TRY IT:
Each line of the entries, from the first to the line containing "nvmbrasserie, line 307: IMO", is to be transcribed exactly as it stands; include no other lines.

(Collected data)
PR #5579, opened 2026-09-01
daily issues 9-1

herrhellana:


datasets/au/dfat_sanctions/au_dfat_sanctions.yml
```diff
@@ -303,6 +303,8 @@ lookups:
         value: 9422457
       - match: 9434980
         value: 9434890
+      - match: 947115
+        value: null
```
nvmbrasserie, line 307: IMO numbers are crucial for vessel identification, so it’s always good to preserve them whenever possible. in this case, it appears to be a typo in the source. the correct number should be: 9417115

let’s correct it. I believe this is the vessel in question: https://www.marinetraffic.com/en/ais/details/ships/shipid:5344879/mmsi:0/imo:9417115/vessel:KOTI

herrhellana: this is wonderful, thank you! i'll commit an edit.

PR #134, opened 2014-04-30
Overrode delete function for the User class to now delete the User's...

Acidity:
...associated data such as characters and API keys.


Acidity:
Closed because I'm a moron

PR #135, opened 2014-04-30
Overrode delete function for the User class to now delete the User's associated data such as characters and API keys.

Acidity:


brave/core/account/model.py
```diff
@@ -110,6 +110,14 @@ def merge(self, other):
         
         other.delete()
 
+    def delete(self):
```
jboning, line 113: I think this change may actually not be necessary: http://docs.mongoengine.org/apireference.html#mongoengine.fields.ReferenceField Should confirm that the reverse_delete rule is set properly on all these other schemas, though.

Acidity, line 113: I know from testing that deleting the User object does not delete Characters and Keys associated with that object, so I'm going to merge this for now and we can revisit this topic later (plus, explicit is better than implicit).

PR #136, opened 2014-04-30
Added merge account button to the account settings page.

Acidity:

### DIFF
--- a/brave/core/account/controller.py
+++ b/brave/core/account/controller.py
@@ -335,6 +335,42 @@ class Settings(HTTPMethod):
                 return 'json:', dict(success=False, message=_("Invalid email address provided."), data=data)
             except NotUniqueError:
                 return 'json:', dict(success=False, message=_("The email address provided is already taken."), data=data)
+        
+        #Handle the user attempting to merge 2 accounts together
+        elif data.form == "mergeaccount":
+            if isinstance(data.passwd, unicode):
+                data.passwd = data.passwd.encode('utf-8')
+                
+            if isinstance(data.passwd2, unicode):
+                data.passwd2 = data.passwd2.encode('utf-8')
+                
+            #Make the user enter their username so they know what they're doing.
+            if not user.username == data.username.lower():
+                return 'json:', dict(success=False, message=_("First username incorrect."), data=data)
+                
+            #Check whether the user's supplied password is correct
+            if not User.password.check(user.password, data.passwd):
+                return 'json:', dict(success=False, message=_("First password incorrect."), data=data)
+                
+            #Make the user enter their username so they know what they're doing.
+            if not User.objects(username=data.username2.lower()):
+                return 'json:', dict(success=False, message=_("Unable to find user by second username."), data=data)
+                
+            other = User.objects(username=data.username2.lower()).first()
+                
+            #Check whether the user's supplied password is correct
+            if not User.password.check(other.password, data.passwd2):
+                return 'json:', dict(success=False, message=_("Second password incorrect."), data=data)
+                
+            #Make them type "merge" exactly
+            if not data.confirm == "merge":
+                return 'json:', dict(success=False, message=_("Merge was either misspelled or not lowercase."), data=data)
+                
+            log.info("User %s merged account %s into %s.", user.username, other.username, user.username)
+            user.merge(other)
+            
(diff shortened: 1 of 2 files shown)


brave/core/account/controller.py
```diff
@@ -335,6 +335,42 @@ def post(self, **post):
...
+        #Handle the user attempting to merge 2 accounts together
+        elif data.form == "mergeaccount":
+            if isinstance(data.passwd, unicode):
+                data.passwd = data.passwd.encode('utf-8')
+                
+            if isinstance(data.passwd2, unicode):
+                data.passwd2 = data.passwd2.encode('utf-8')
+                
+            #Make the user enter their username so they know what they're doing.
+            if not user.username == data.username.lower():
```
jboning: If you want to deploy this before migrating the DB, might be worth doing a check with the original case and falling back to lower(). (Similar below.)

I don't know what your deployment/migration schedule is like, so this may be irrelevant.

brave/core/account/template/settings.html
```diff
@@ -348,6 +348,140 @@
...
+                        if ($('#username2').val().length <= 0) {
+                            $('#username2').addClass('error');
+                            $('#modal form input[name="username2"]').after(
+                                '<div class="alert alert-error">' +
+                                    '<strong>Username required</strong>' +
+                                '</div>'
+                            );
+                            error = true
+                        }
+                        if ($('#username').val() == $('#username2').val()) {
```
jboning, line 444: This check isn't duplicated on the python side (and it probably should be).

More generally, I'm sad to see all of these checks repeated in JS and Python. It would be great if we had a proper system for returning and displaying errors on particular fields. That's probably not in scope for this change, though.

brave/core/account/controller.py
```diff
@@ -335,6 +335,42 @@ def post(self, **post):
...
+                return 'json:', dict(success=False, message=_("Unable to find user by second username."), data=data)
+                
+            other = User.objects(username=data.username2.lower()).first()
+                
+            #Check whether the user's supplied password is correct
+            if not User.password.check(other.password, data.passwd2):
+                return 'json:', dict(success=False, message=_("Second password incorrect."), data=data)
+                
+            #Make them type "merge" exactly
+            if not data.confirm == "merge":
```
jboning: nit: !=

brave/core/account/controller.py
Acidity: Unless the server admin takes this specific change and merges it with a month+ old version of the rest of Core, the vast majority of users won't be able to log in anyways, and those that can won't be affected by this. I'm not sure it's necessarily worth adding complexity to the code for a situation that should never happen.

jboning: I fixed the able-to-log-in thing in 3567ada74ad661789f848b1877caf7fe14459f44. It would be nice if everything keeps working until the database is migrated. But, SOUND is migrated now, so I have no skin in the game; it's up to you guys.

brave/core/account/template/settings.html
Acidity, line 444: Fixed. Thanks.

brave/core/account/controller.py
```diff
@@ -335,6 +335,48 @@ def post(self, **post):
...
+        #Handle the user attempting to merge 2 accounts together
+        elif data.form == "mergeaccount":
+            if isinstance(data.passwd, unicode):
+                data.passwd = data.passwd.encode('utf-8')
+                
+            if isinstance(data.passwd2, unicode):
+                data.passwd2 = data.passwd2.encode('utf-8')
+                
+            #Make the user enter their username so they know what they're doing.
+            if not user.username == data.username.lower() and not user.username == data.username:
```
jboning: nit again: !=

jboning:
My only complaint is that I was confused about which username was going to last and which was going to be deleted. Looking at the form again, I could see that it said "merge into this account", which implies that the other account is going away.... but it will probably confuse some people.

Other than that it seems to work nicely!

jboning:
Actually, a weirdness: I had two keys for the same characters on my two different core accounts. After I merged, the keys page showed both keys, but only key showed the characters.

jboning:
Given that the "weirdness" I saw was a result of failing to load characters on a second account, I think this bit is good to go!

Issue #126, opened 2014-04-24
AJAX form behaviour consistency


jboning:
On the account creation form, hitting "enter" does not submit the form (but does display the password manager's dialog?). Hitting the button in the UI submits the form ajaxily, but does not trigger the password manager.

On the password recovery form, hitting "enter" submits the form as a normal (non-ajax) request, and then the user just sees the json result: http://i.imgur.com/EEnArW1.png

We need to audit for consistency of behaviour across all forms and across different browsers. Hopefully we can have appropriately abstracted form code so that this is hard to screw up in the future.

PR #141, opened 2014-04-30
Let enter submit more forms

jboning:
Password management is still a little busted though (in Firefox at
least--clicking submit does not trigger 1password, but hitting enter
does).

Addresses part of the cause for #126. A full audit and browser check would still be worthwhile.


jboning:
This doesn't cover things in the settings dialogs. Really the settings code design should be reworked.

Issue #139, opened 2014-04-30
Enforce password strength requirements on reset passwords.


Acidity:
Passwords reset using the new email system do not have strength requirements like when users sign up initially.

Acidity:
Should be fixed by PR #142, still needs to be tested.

TASK SOLUTION:
PR #5579, opened 2026-09-01
daily issues 9-1

herrhellana:


datasets/au/dfat_sanctions/au_dfat_sanctions.yml
```diff
@@ -303,6 +303,8 @@ lookups:
         value: 9422457
       - match: 9434980
         value: 9434890
+      - match: 947115
+        value: null
```
nvmbrasserie, line 307: IMO numbers are crucial for vessel identification, so it’s always good to preserve them whenever possible. in this case, it appears to be a typo in the source. the correct number should be: 9417115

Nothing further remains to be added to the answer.